When solving systems of three variables, it's important to be aware of special cases that might arise:

No Solution (Inconsistent System): If, during the solution process, you arrive at a contradiction (e.g., 0 = 1), the system has no solution. This means the planes do not intersect at a common point.
Infinitely Many Solutions (Dependent System): If, during the solution process, you arrive at an identity (e.g., 0 = 0), the system has infinitely many solutions. This means the planes intersect along a line or are coincident. In this case, you can express the solution in terms of a parameter.
Unique Solution (Independent System): If you find unique values for all three variables, the system has a unique solution. This means the planes intersect at a single point.

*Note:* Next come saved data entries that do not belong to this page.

PR #1342, opened 2021-01-20
Update to Chromium 88.0.4324.104

### LINKED ISSUE #1340: Updating to Chromium 88.0.4324.104
## Notes for the developer

## Notes for others

tangalbert919:
Resolves #1340. Managed to get a successful build on Arch Linux.


Luka-Filipovic:
That was fast, good job!
Building it on windows right now, I will let you know once it passes.

Ahrotahn:
Builds and runs fine on my end, thanks!

kramred:
Build on macOS (x86_64) also successful, build on GitHub Actions just started – let's hope that runs smoothly too

kramred:
Popups now open a new __Window__, not a __Tab__ – can someone else test&confirm?

Probably related patch: [popups-to-tabs.patch](https://github.com/Eloston/ungoogled-chromium/blob/master/patches/extra/ungoogled-chromium/popups-to-tabs.patch)

git-bruh:
@kramred doesn't seem to be happening for me, can you give an example URL?

kramred:
Yes, sorry. I should have been more specific. It seems to happen only with Javascript and the [`Window.open()`](https://developer.mozilla.org/en-US/docs/Web/API/Window/open) method.

Click the button with the first example `about:blank [ex.1]` [here](https://kramred.github.io/web-test/open_new_window.html)  
and a new Window should open instead of a tab; the other examples open tabs as expected

PF4Public:
`about:blank [ex.1]` opens new window without toolbars, others go into tab (either new, or the actual one) on Gentoo.

kramred:
You can also try it in the developer console, the minimal working example seems to be one that sets some (arbitrary) [Window features](https://developer.mozilla.org/en-US/docs/Web/API/Window/open#window_features) like this:

`window.open('about:blank','newWindow','bla')`

Ahrotahn:
I tested using https://webbrowsertools.com/popup-blocker/ and about half of them created a popup.  I reinstalled 87 and all of them opened in new tabs.  So it seems to work for some methods but not others.  

I did some digging and it looks like they are moving a lot out of render_view_impl.cc and letting mojo handle things.  
There were two changes that both worked for me:  

Either add to the existing `popups-to-tabs.patch`:
```diff
--- a/ui/base/mojom/window_open_disposition_mojom_traits.h
+++ b/ui/base/mojom/window_open_disposition_mojom_traits.h
@@ -28,7 +28,7 @@
       case WindowOpenDisposition::NEW_BACKGROUND_TAB:
         return ui::mojom::WindowOpenDisposition::NEW_BACKGROUND_TAB;
       case WindowOpenDisposition::NEW_POPUP:
-        return ui::mojom::WindowOpenDisposition::NEW_POPUP;
+        return ui::mojom::WindowOpenDisposition::NEW_FOREGROUND_TAB;
       case WindowOpenDisposition::NEW_WINDOW:
         return ui::mojom::WindowOpenDisposition::NEW_WINDOW;
       case WindowOpenDisposition::SAVE_TO_DISK:
@@ -62,7 +62,7 @@
         *out = WindowOpenDisposition::NEW_BACKGROUND_TAB;
         return true;
       case ui::mojom::WindowOpenDisposition::NEW_POPUP:
-        *out = WindowOpenDisposition::NEW_POPUP;
+        *out = WindowOpenDisposition::NEW_FOREGROUND_TAB;
         return true;
       case ui::mojom::WindowOpenDisposition::NEW_WINDOW:
         *out = WindowOpenDisposition::NEW_WINDOW;

```

Or replace `popups-to-tabs.patch` with:
```diff
--- a/chrome/browser/ui/browser.cc
+++ b/chrome/browser/ui/browser.cc
@@ -1648,16 +1648,7 @@
                              const gfx::Rect& initial_rect,
                              bool user_gesture,
                              bool* was_blocked) {
-#if defined(OS_MAC)
-  // On the Mac, the convention is to turn popups into new tabs when in
-  // fullscreen mode. Only worry about user-initiated fullscreen as showing a
-  // popup in HTML5 fullscreen would have kicked the page out of fullscreen.
-  if (disposition == WindowOpenDisposition::NEW_POPUP &&
-      exclusive_access_manager_->fullscreen_controller()
-          ->IsFullscreenForBrowser()) {
     disposition = WindowOpenDisposition::NEW_FOREGROUND_TAB;
-  }
-#endif
 
   // At this point the |new_contents| is beyond the popup blocker, but we use
   // the same logic for determining if the popup tracker needs to be attached.

```

PF4Public:
> Or replace `popups-to-tabs.patch` with:
> 
> ```diff
> --- a/chrome/browser/ui/browser.cc
> +++ b/chrome/browser/ui/browser.cc
> @@ -1648,16 +1648,7 @@
>                               const gfx::Rect& initial_rect,
>                               bool user_gesture,
>                               bool* was_blocked) {
> -#if defined(OS_MAC)
> -  // On the Mac, the convention is to turn popups into new tabs when in
> -  // fullscreen mode. Only worry about user-initiated fullscreen as showing a
> -  // popup in HTML5 fullscreen would have kicked the page out of fullscreen.
> -  if (disposition == WindowOpenDisposition::NEW_POPUP &&
> -      exclusive_access_manager_->fullscreen_controller()
> -          ->IsFullscreenForBrowser()) {
>      disposition = WindowOpenDisposition::NEW_FOREGROUND_TAB;
> -  }
> -#endif
>  
>    // At this point the |new_contents| is beyond the popup blocker, but we use
>    // the same logic for determining if the popup tracker needs to be attached.
> ```

Will it help non-Macs?

Ahrotahn:
It works on my linux systems, I'm not able to test on other platforms right now though.  

That part of the code was changing the popup to a foreground tab only on Mac systems that are in user-initiated fullscreen mode.  
Removing that check makes it so that all popups, regardless of platform or fullscreen state, are made into new tabs.  

Granted, I haven't tested either of these changes for long enough to be sure there isn't a side-effect that I haven't encountered yet.  I'll be testing more throughout the day and will update with any new info I find.

tangalbert919:
Chromium 88.0.4324.104 was released for Windows yesterday, so expect another commit to this PR in a bit.

kramred:
@Ahrotahn – how did you test that so quickly? 

I.e. what's your/the procedure to recompile – can you just change some source files and run ninja again to incorporate it or did you re-compile the whole thing (in such a short time)?

PF4Public:
> Chromium 88.0.4324.104 was released for Windows yesterday

Could Linux and Mac also be built from 104?

kramred:
> > can you just change some source files and run ninja again to incorporate it
> 
> Isn't it exactly the way it is supposed to be?

Probably; I thought so too – but I had not tried yet and wanted to know from someone who did that successfully…
Good to know that it should work that way. Thanks!

Ahrotahn:
It probably appeared so quick because I did the work yesterday but didn't post until this morning!  
I have a 2700X in my system so clean builds are usually done within a few hours at most.  When doing dirty builds it is often done in under an hour depending on the changes.

PF4Public:
> Could Linux and Mac also be built from 104?

104 seems to be [configuring just fine on Linux](https://github.com/PF4Public/gentoo-overlay/actions/runs/503997904).

kramred:
Build on macOS x86_64 also finished successfully and with the [updated `popups-to-tabs.patch`](https://github.com/Eloston/ungoogled-chromium/pull/1342#issuecomment-765385002) from @Ahrotahn the new window issue (for `window.open('about:blank','newWindow','something')`) seems to be resolved.
@tangalbert919 – could you please include the updated patch in your PR? (I've used the second version for my build)

Ahrotahn:
I edited my prior comment to add one small change to the second diff.  
I re-included the `if (disposition == WindowOpenDisposition::NEW_POPUP) {` check.  
That section should only handle popups (and the comments there seem to imply as much), but I feel it's better to be explicit in case Google decides to change that in the future.

SugaryHull:
I'm currently testing to see if this will build with the current Debian-specific build instructions for Buster

SugaryHull:
I'm not having much luck with this. It seems to get stuck with extracting the upstream tarball and applying the patches.

screen

SugaryHull:
Portable Linux got farther along, but returned an error when trying to patch "gpu/ipc/service/gpu_watchdog_thread.cc"
portable-linux-patch-issues

braewoods:
@SugaryHull It's to be expected. I plan to deal with once this PR is merged. The patches always have to be reviewed for major bumps like this.

SugaryHull:
Good to know it's not something on my end. Keep up the good work

jstkdng:
Managed to build for arch and so far so good. Thanks.

patches/extra/ungoogled-chromium/add-flag-to-scroll-tabs.patch
```diff
@@ -38,11 +38,12 @@
...
-@@ -259,7 +274,7 @@ const char* BrowserRootView::GetClassNam
- }
+@@ -265,8 +280,7 @@ bool BrowserRootView::OnMouseWheel(const
  
- bool BrowserRootView::OnMouseWheel(const ui::MouseWheelEvent& event) {
--  if (browser_defaults::kScrollEventChangesTab) {
+   // Scroll-event-changes-tab is incompatible with scrolling tabstrip, so
+   // disable it if the latter feature is enabled.
+-  if (browser_defaults::kScrollEventChangesTab &&
+-      !base::FeatureList::IsEnabled(features::kScrollableTabStrip)) {
```
Zoraver, line 46: It makes sense that `scroll_event_changes_tab_` takes the place of `browser_defaults::kScrollEventChangesTab`, but it is less clear to me whether it should also take the place of `!base::FeatureList::IsEnabled(features::kScrollableTabStrip)`, considering the comment above.

tangalbert919: Should I just leave `!base::FeatureList::IsEnabled(features::kScrollableTabStrip)` where it was then?

Zoraver: Yes, unless you have a reason to remove it.

patches/extra/ungoogled-chromium/remove-uneeded-ui.patch
```diff
@@ -13,21 +13,28 @@
...
+         <div class="separator"></div>
+         <a role="menuitem" id="clear-browsing-data"
+             href="chrome://settings/clearBrowserData"
+@@ -131,4 +126,4 @@
+         <iron-icon icon="cr:info-outline"></iron-icon>
+         <div>$i18nRaw{sidebarFooter}</div>
+       </div>
+-    </div>
+\ No newline at end of file
++    </div>
```
Zoraver, line 34: The above three lines just look weird to me. I don't understand why quilt is even touching this portion of the file, let alone adding `\ No newline at the end of file` *before* the end of the file... This looks like a quilt bug to me, but perhaps this is just intended behavior that I am not aware of.

Eloston (changes requested):
Looking good, just a few comments.

In addition, please also add the changes suggested by @Ahrotahn in https://github.com/Eloston/ungoogled-chromium/pull/1342#issuecomment-765385002. Let's go with the first set of changes, because I think they will be more permanent than the rewritten patch.

patches/extra/ungoogled-chromium/add-flag-for-pdf-plugin-name.patch
```diff
@@ -31,32 +31,6 @@
...
-     if (!plugins->GetString(i, &plugin))
-       continue;
--    if ((base::MatchPattern(ChromeContentClient::kPDFExtensionPluginName,
-+    if ((base::MatchPattern(ChromeContentClient::GetPDFExtensionPluginName(),
-                             plugin) ||
--         base::MatchPattern(ChromeContentClient::kPDFInternalPluginName,
-+         base::MatchPattern(ChromeContentClient::GetPDFInternalPluginName(),
-                             plugin)) &&
-         !policies.GetValue(policy::key::kAlwaysOpenPdfExternally)) {
-       prefs->RemoveValue(prefs::kPluginsAlwaysOpenPdfExternally);
```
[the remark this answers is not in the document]
tangalbert919: The file `plugin_policy_handler.cc` actually got removed in Chromium 88, and I could not find similar code in any of the other files.

patches/extra/ungoogled-chromium/add-flag-to-scroll-tabs.patch
tangalbert919: I just pushed a commit to resolve this.

tangalbert919:
I added the following to `popups-to-tabs.patch`:

```patch
--- a/ui/base/mojom/window_open_disposition_mojom_traits.h
+++ b/ui/base/mojom/window_open_disposition_mojom_traits.h
@@ -28,7 +28,7 @@
       case WindowOpenDisposition::NEW_BACKGROUND_TAB:
         return ui::mojom::WindowOpenDisposition::NEW_BACKGROUND_TAB;
       case WindowOpenDisposition::NEW_POPUP:
-        return ui::mojom::WindowOpenDisposition::NEW_POPUP;
+        return ui::mojom::WindowOpenDisposition::NEW_FOREGROUND_TAB;
       case WindowOpenDisposition::NEW_WINDOW:
         return ui::mojom::WindowOpenDisposition::NEW_WINDOW;
       case WindowOpenDisposition::SAVE_TO_DISK:
@@ -62,7 +62,7 @@
         *out = WindowOpenDisposition::NEW_BACKGROUND_TAB;
         return true;
       case ui::mojom::WindowOpenDisposition::NEW_POPUP:
-        *out = WindowOpenDisposition::NEW_POPUP;
+        *out = WindowOpenDisposition::NEW_FOREGROUND_TAB;
         return true;
       case ui::mojom::WindowOpenDisposition::NEW_WINDOW:
         *out = WindowOpenDisposition::NEW_WINDOW;
```

That should address [this comment](https://github.com/Eloston/ungoogled-chromium/pull/1342#issuecomment-765385002).

patches/extra/ungoogled-chromium/add-flag-for-pdf-plugin-name.patch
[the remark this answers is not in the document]
Ahrotahn: It was removed in [this commit](https://chromium.googlesource.com/chromium/src/+/861c8bac3925acfb511f22973ce7d7fff1ad52b0) as part of a plugin code cleanup spurred by Flash's removal.

patches/core/ungoogled-chromium/fix-building-without-safebrowsing.patch
```diff
@@ -57,153 +57,169 @@
...
  }
  
  void SafeBrowsingPrivateEventRouter::OnAnalysisConnectorResult(
-@@ -433,6 +439,7 @@ void SafeBrowsingPrivateEventRouter::OnD
-     const std::string& trigger,
+@@ -420,6 +426,7 @@ void SafeBrowsingPrivateEventRouter::OnA
+     const enterprise_connectors::ContentAnalysisResponse::Result& result,
      const int64_t content_size,
      safe_browsing::EventResult event_result) {
 +#if defined(FULL_SAFE_BROWSING)
```
Zoraver, line 130: This `#if defined(FULL_SAFE_BROWSING)` got moved from the start of `SafeBrowsingPrivateEventRouter::OnDangerousDeepScanningResult()` to `SafeBrowsingPrivateEventRouter::OnAnalysisConnectorResult()`. Since the corresponding `#endif` is at the end of `SafeBrowsingPrivateEventRouter::OnDangerousDeepScanningResult()`, the net effect of this is that there is no implementation of `SafeBrowsingPrivateEventRouter::OnDangerousDeepScanningResult()`. Since this is ungoogled-chromium, this function is not likely to be called, so this might not cause issues immediately, but it might cause linker errors down the road. I would recommend correctly scoping the `#if defined ... #endif` block; note that if you do this, you will likely just need to add two lines: an `#endif` at the end of `OnAnalysisConnectorResult()` and an `#if defined(FULL_SAFE_BROWSING)` at the start of `OnDangerousDeepScanningResult()`.

Eloston: @tangalbert919 Please confirm if this change is needed. Otherwise this LGTM.

wchen342:
Works fine on CentOS and Fedora.

Eloston (approved):
LGTM :+1: 

It's really awesome to see everyone collaborating on testing. Special thanks to those who have diligently reviewed this PR and suggested fixes!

Tips and Tricks for Solving Three-Variable Systems

Choose the easiest method: Evaluate the system of equations and choose the method that seems most straightforward. Sometimes substitution is easier, while other times elimination or matrix methods are more efficient.
Look for easy eliminations: When using the elimination method, look for variables with coefficients that are easy to make the same or opposites.
Be organized: Keep your work organized to avoid errors. Write neatly and label each step clearly.
Check your work: After finding a solution, always check it by substituting the values into the original equations.
Use technology: If you're allowed, use a calculator or computer software to solve the system. This can save time and reduce the risk of errors, especially with matrix operations.
Practice regularly: The more you practice solving systems of equations, the better you will become at it.

Conclusion

Solving systems of three variables is a fundamental skill in algebra with applications in various fields, including engineering, physics, and economics. By understanding the different methods available—substitution, elimination, and matrix methods—and practicing regularly, you can develop the proficiency needed to tackle these problems effectively. Remember to be organized, check your work, and consider using technology when appropriate. With these tools and techniques, you can confidently solve even the most challenging three-variable systems.